Pydantic AI

Pydantic AI is an extension of the popular Python data modeling library Pydantic for LLMs, which is widely used to define Python classes for structured data with type hints, validation, etc.

When using Pydantic AI:

You define a BaseModel class with fields for the data you expect.
You ask the LLM to produce output via Pydantic AI's functions. The underlying prompt engineering in Pydantic AI will instruct the model to output JSON that adheres to our BaseModel.
Pydantic AI then takes the model’s output (string) and tries to parse it into the Pydantic model. If it succeeds, you get an instance of your BaseModel class with type-checked data. If it fails (invalid JSON or missing/incorrect fields), Pydantic AI can optionally retry or throw an error.

Pydantic model

        ┌────────────────────────────┐
        │        Invoice             │
        │────────────────────────────│
        │ invoice_id: str            │
        │ date: str                  │
        │ subtotal: float            │
        │ tax: float                 │
        │ total_amount: float        │
        └──────┬─────────────────────┘
               │
               │
      ┌────────▼──────────┐
      │      Vendor       │
      │───────────────────│
      │ name: str         │
      │ address: str?     │
      │ gst_number: str?  │
      └───────────────────┘

               │
               │ (has many)
               ▼
      ┌──────────────────────────┐
      │       LineItem           │
      │──────────────────────────│
      │ description: str         │
      │ quantity: float          │
      │ unit_price: float        │
      │ total: float             │
      └──────────────────────────┘

Pydantic AI code

from pydantic_ai import Agent
from my_models import Invoice

agent = Agent("gpt-4o-mini", response_model=Invoice)

prompt = """
Extract invoice details from the text below.
---
Invoice #2331
Vendor: ABC Supplies
Items:
  - Laptop x2 @ $1200
  - Mouse x5 @ $20
Tax: $50
Total: $2490
"""

result = agent.run(prompt)
print(result.output.model_dump_json(indent=2))

Pydantic objects are very intuitive to write, read, debug, maintain.

If you've already used Pydantic, this will feel natural.
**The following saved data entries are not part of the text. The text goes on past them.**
PR #1171, opened 2026-04-15
feat: Implements a real time waveform visualizer using Apple Accelerate for FFT

srimanachanta:
This PR implements a FFT (Fast Fourier Transform) backend for the waveform visualizer widget in the notch that models the actual audio values instead of synthetic (random) data as the visualizer currently does. This works in real time using Apple's Accelerate framework which works in-place and is hardware accelerated.

It looks like this:

https://github.com/user-attachments/assets/4e7195f1-c52d-44b6-a470-59780ebb0766

Current metrics show the following resource usage on my machine. The power usage metrics are the same:

Randomized Waveform:
- 70MB Memory
- 0.4-2% CPU Utilization

Realtime Waveform:
- 75MB Memory
- 1-1.6% CPU Utilization

This PR also fixed an issue with album covers being clipped on my machine (maybe different notch widths). If this needs to be moved to a different PR or implemented differently, please let me know!

### DIFF
--- a/boringNotch.xcodeproj/project.pbxproj
+++ b/boringNotch.xcodeproj/project.pbxproj
@@ -156,6 +156,7 @@
 		B1D6FD432C6603730015F173 /* SoftwareUpdater.swift in Sources */ = {isa = PBXBuildFile; fileRef = B1D6FD422C6603730015F173 /* SoftwareUpdater.swift */; };
 		B1F0A0022E60000100000001 /* BrightnessManager.swift in Sources */ = {isa = PBXBuildFile; fileRef = B1F0A0012E60000100000001 /* BrightnessManager.swift */; };
 		B1FEB4992C7686630066EBBC /* PanGesture.swift in Sources */ = {isa = PBXBuildFile; fileRef = B1FEB4982C7686630066EBBC /* PanGesture.swift */; };
+		F1F2A0A100000000000000F1 /* AudioCaptureManager.swift in Sources */ = {isa = PBXBuildFile; fileRef = F1F2A0A200000000000000F2 /* AudioCaptureManager.swift */; };
 		F38DE6482D8243E7008B5C6D /* BatteryActivityManager.swift in Sources */ = {isa = PBXBuildFile; fileRef = F38DE6472D8243E2008B5C6D /* BatteryActivityManager.swift */; };
 /* End PBXBuildFile section */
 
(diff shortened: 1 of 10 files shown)


Alexander5015:
They can stay as one PR

boringNotch.xcodeproj/project.pbxproj
```diff
@@ -1396,11 +1420,17 @@
 					"$(inherited)",
 					"@executable_path/../Frameworks",
 				);
-				MACOSX_DEPLOYMENT_TARGET = 14.0;
+				MACOSX_DEPLOYMENT_TARGET = 14.2;
```
Alexander5015, line 1423: Can we gate the feature instead of bumping the deployment target?

boringNotch/managers/AudioCaptureManager.swift
```diff
@@ -0,0 +1,479 @@
...
+        var ranges: [Range<Int>] = []
+        var pinks: [Float] = []
+        for i in 0..<Self.barCount {
+            let startHz = exp(logMin + (logMax - logMin) * Double(i) / Double(Self.barCount))
+            let endHz = exp(logMin + (logMax - logMin) * Double(i + 1) / Double(Self.barCount))
+            let startBin = max(1, Int((startHz / nyquist) * Double(halfN)))
+            let endBin = max(startBin + 1, min(halfN, Int((endHz / nyquist) * Double(halfN))))
+            ranges.append(startBin..<endBin)
+            let centerHz = sqrt(startHz * endHz)
+            pinks.append(Float(3.0 * log2(centerHz / Self.referenceHz)))
```
Alexander5015, line 433:
```suggestion
            pinks.append(Float(Self.pinkCompensationSlopePerOctave * log2(centerHz / Self.referenceHz)))
```

boringNotch/managers/AudioCaptureManager.swift
```diff
@@ -0,0 +1,479 @@
...
+    static let shared = AudioCaptureManager()
+
+    static let barCount = 6
+    private static let fftSize = 1024
+    private static let log2n: vDSP_Length = 10
+    private static let ringCapacity = 4096
+    private static let floorDB: Float = -50
+    private static let ceilDB: Float = -25
+    private static let referenceHz: Double = 1000
+
```
Alexander5015, line 29: Add a constant for this magic number (used in another suggestion in this file)
```suggestion
    private static let pinkCompensationSlopePerOctave: Double = 3.0
   
```

Alexander5015 (changes requested):

Alexander5015:
Superseded by PR #1214 (uses this work as the foundation)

You’re essentially treating the LLM call like a function that returns an instance of your model. Pydantic will automatically cast types when possible (e.g., if the LLM outputs “25” as a string for an integer field, Pydantic will convert it to int). It also gives nice error messages if validation fails, which you could feed back to the model.

Pydantic AI only works well for JSON schemas, and those too without deep nesting. It is best used with large, capable models that mostly produce syntactically valid outputs on their own. For instance, you might use OpenAI’s function calling or few-shot examples to get the model to produce good JSON, and then Pydantic AI to validate and parse it easily.